Data excerpts Block Start

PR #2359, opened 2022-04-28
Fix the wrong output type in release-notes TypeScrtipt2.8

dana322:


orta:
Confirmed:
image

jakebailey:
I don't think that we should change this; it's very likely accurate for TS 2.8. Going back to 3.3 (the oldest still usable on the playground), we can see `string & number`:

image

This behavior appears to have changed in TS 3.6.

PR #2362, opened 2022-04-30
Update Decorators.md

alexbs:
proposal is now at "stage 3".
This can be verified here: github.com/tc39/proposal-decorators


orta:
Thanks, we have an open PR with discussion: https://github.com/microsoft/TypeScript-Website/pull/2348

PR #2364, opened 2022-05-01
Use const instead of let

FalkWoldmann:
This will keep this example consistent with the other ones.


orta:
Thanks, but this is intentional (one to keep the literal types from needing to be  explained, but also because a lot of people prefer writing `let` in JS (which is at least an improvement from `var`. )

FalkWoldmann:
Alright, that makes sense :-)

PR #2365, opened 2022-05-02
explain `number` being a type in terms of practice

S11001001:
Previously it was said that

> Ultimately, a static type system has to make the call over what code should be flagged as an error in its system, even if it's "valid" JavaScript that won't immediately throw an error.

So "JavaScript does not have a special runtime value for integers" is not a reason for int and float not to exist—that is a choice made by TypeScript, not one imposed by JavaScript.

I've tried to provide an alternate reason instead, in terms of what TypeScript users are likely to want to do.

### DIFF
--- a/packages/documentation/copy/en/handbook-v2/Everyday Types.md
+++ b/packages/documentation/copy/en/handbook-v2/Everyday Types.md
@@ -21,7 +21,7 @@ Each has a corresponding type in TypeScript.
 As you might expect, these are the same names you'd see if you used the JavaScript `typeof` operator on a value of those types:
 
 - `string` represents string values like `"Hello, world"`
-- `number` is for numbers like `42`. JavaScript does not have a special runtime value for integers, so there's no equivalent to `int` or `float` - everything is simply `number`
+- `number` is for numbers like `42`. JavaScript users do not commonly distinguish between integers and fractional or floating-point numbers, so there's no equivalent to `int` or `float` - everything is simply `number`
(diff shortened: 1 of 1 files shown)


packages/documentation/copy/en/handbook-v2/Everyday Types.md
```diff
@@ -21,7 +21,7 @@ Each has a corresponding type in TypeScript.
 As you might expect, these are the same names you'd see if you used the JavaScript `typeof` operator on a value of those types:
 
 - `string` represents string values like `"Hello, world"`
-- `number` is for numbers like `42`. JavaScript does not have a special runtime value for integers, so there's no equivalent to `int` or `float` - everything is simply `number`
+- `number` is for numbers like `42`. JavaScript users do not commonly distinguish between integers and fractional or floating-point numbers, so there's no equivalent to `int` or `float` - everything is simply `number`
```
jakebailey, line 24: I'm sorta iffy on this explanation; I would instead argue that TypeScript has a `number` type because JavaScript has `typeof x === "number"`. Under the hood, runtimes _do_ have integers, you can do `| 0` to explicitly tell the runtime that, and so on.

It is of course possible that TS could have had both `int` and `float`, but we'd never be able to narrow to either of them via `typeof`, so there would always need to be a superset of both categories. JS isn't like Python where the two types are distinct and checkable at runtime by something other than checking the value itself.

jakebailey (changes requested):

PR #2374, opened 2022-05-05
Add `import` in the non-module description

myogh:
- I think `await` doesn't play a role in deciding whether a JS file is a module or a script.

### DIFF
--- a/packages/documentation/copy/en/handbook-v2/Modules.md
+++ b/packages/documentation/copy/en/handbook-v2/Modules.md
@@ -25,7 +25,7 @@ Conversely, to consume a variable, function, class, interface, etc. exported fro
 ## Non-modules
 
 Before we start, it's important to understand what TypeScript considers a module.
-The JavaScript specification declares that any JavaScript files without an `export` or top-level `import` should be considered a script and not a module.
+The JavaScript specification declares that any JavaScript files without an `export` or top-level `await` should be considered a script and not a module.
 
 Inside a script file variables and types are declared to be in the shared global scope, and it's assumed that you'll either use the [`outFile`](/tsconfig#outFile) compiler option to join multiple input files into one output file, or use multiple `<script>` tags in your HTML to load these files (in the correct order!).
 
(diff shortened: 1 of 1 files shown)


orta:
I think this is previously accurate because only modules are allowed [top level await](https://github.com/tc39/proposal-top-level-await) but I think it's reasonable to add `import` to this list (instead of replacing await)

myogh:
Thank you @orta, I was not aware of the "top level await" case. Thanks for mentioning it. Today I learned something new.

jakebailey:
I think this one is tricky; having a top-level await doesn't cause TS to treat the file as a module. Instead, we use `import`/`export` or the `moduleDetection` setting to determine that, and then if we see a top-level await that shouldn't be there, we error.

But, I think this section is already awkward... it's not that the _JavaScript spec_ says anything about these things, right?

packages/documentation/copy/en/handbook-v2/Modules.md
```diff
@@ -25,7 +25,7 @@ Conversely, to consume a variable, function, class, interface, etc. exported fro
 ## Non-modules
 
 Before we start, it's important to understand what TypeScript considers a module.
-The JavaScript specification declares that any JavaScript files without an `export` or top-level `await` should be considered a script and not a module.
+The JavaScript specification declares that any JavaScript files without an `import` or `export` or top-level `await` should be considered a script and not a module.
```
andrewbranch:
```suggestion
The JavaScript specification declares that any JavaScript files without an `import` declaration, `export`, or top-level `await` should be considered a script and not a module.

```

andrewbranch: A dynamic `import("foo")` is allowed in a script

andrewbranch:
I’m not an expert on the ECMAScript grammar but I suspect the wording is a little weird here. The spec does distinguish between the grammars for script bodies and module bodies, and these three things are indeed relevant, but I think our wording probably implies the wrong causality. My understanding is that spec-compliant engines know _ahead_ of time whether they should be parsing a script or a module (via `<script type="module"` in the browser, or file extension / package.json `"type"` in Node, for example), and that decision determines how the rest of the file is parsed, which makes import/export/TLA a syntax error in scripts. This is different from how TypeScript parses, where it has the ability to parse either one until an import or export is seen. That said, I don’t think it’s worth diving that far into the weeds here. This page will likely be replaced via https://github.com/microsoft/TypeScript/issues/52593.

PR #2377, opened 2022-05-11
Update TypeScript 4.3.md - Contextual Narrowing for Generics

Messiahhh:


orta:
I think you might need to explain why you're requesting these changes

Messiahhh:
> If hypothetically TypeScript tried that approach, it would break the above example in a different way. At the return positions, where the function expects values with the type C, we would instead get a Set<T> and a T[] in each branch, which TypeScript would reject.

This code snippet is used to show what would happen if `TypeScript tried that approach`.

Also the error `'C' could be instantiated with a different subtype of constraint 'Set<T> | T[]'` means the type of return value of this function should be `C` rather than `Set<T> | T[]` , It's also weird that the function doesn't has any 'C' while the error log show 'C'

Data excerpts Block End

From the records above, copy every line that includes the word "these".

 As you might expect, these are the same names you'd see if you used the JavaScript `typeof` operator on a value of those types:
 As you might expect, these are the same names you'd see if you used the JavaScript `typeof` operator on a value of those types:
 Inside a script file variables and types are declared to be in the shared global scope, and it's assumed that you'll either use the [`outFile`](/tsconfig#outFile) compiler option to join multiple input files into one output file, or use multiple `<script>` tags in your HTML to load these files (in the correct order!).
But, I think this section is already awkward... it's not that the _JavaScript spec_ says anything about these things, right?
I’m not an expert on the ECMAScript grammar but I suspect the wording is a little weird here. The spec does distinguish between the grammars for script bodies and module bodies, and these three things are indeed relevant, but I think our wording probably implies the wrong causality. My understanding is that spec-compliant engines know _ahead_ of time whether they should be parsing a script or a module (via `<script type="module"` in the browser, or file extension / package.json `"type"` in Node, for example), and that decision determines how the rest of the file is parsed, which makes import/export/TLA a syntax error in scripts. This is different from how TypeScript parses, where it has the ability to parse either one until an import or export is seen. That said, I don’t think it’s worth diving that far into the weeds here. This page will likely be replaced via https://github.com/microsoft/TypeScript/issues/52593.
I think you might need to explain why you're requesting these changes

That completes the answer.